Radial Distribution of Distant Trans-Neptunian Objects Points to Sun's Formation in a Stellar Cluster

TL;DR

This study suggests that the radial distribution of distant trans-Neptunian objects indicates the Sun likely formed in a dense stellar cluster, with early stellar encounters shaping the outer Solar System's structure.

Contribution

The paper introduces dynamical simulations including stellar cluster effects to explain the distribution of detached SDOs, proposing a close stellar encounter as a key factor.

Findings

Orbital distribution of SDOs can be explained by early stellar encounters.
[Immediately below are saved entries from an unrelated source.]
PR #1070, opened 2026-04-22
feat: blend fluent

troykessler:
Adds fluent warp routes to the Nexus UI whitelist:

`BLEND/fluent`


paulbalaji (commented):
the diff seems larger than expected again

paulbalaji:
perhaps targetting the wrong branch

paulbalaji (approved):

A close M dwarf encounter at ~200 au is consistent with observed SDO distribution.

The Sun's formation in a dense stellar cluster is supported by the probability analysis.

Abstract

The Scattered Disk Objects (SDOs) are a population of trans-Neptunian bodies with semimajor axes $50< a \lesssim 1000$ au and perihelion distances $q \gtrsim 30$ au. The detached SDOs with orbits beyond the reach of Neptune (roughly $q>35$~au) are of special interest here as an important constraint on the early evolution of the outer Solar System. The semimajor axis profile of detached SDOs at 50--500~au, as characterized from the Dark Energy Survey (DES), is radially extended, but previous dynamical models of Neptune's early migration produce a relatively compact profile. This problem is most likely related to Sun's birth environment in a stellar cluster. We perform new dynamical simulations that account for cluster effects and show that the orbital distribution of SDOs can be explained if a particularly close stellar encounter occurred early on (e.g., M dwarf with the mass $\simeq 0.2$ $M_\odot$ approaching the Sun at $\simeq 200$ au). For such an encounter to happen with a reasonably high probability the Sun must have formed in a stellar cluster with $\eta T \gtrsim 10^4$ Myr pc$^{-3}$, where $\eta$ is the stellar number density and $T$ is the Sun's residence time in the cluster.